Toksik maddelerle zehirlenme, çoğu durumda kusma ve dışkı bozukluğunun eşlik ettiği insan sağlığında keskin bir bozulmaya neden olabilir, bazen daha fazlası vardır. ciddi ihlaller iş iç organlar. Kan ve idrar testlerinin klinik göstergeleri, zehirlenme sonucu insan vücut sistemlerinin işlev bozukluğunu doğrular.
Zehirler ve panzehirleri
Güçlü toksik maddelerle zehirlenme, panzehirlerle nötralize edilebilir. bitki kökenli ve sentetik maddelere dayalıdır. İkinci durumda, komplikasyonları önlemek için bir uzmana danışmak önemlidir. Bitki bileşenleri içeren araçlar, çeşitlerine bakılmaksızın toksik maddelerin yıkıcı etkilerini nötralize edebilir.
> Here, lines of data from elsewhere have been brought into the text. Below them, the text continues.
PR #2245, opened 2024-07-31
[CI] Update integration test scripts for Neo

ethnzhng:
This PR adds helpers & model configs to the integration test scripts to enable simulating the SageMaker Neo environment for TRT-LLM, vLLM and Neuron compilation/quantization jobs.


tests/integration/llm/client.py
```diff
@@ -192,6 +192,34 @@ def get_model_name():
...
+transformers_neuronx_neo_model_spec = {
+    "llama-2-13b-rb": {
+        "seq_length": [1024],
+        "batch_size": [1, 4],
+        "tokenizer": "TheBloke/Llama-2-13B-fp16"
+    },
+    "mixtral-8x22b": {
+        "workers": 1,
+        "seq_length": [512],
+        "batch_size": [2]
```
lanking520, line 204: do we have tokenizer defined here as well?

ethnzhng: @a-ys

lanking520 (approved):

frankfliu (approved):

tests/integration/llm/client.py
a-ys: My understanding is: only included tokenizer for rolling batch handler tests since those use awscurl to test. `‎test_transformers_neuronx_handler` doesn't use tokenizer.

PR #2251, opened 2024-07-31
[ci] Update text embedding integration to Rust engine

xyang16:
## Description ##


tests/integration/llm/prepare.py
```diff
@@ -1145,6 +1157,24 @@ def build_correctness_model(model):
...
 
+def build_text_embedding_model(model):
+    if model not in text_embedding_model_list:
+        raise ValueError(
+            f"{model} is not one of the supporting handler {list(onnx_list.keys())}"
+        )
+    options = text_embedding_model_list[model]
+    options["engine"] = "Rust"
+    options["option.task"] = "text_embedding"
+    options["option.mapLocation"] = "true"
```
frankfliu, line 1168: We don't need mapLocation for Rust engine

tests/integration/llm/prepare.py
```diff
@@ -1145,6 +1157,24 @@ def build_correctness_model(model):
...
+    options["padding"] = "true"
+    options["pooling"] = "cls"
+    options["includeTokenTypes"] = "false"
```
frankfliu, line 1171: This is not always false

frankfliu: Can we rely on `djl-convert` to generate those values?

Zararlı kimyasal bileşiklerin aşağıdaki sınıflandırması vardır:
Hem zehir hem de panzehir vardır:
Evrensel panzehirler:
Zehirlenmenin belirtileri, belirtileri ve sonuçları
İnsan zehirleri ile zehirlenme belirtileri vardır:
Zehirlenme ve zehirlenmenin ana semptomatik belirtileri, özellikle toksik madde mideye girerse mide bulantısı ve kusmadır.
Zehirlenmenin ilk belirtileri 30 dakika sonra ortaya çıkabilir, ancak bazen zehirlenme belirtilerinin ortaya çıkması için bir günden fazla zaman geçebilir.
ana olarak ciddi sonuçlar aşağıdaki patolojik durumlar ortaya çıkar:
İlk yardım
Bazı bitkiler tarafından zehirlenme durumunda aşağıdakilerin yapılması gerekir:
Mukozal yaralanma ile solunum sistemi karbon monoksit, kurbanı getirmek önemlidir Temiz hava. Kişinin bilinci açık ise solüsyon ile gargara yapması önerilir. karbonat. Buhar üzerinde nefes almaya izin verilir asetik asit amonyak zehirlenmesi ile.
Deri veya mukoza zarlarına (kimyasal çözücüler) nüfuz eden zehirler söz konusu olduğunda, ilk yardım aşağıdaki gibidir:
Süt yosunu ve diğer bitkilerde bulunan toksinleri, özellikle de zehir göz çevresine girmişse, hızla çıkarmak zordur. Zehirlenme için ilk yardım, zehirlenme semptomlarının pozitif dinamiklerini elde etmek için mukoza zarını yarım saat yıkamaktır. Zehrin etkisi kısmi veya toplam kayıp görme, bu yüzden yardım için bir doktora danışın.
Zehir aldıktan sonra uyulması gereken kurallar vardır:
Tedavi
Başlangıçta, aşağıdakileri yapmanız gerekir:
Tedavinin ana görevi, toksinlerin kanını temizlemektir. Hedefe ulaşmak için araçların seçimi, kursun ciddiyetine bağlıdır. klinik semptomlar ve fizyolojik özellikler organizma. Böyle yaygın tedaviler vardır:
Restoratif tedavi, bağırsak mikroflorasını normalleştirmek için laktobasil bazlı müstahzarların kullanımından ve karaciğeri temizleme araçlarından oluşur (Chitosan Evalar önerilir).
önleme
Zehirlenme nedeniyle sağlığın bozulmasını önlemek için, bu tür kurallara uymak önemlidir:
Çok fazla yemek pişirmeyin. Buzdolabında pişirilen yemekler üç günden fazla saklanmamalıdır. Yemek mekanı seçiminizde seçici olun. Zehirlenmenin ilk belirtilerinde zamanında doktora danışmak önemlidir, çünkü yüksek riskölüm dahil komplikasyonların gelişimi.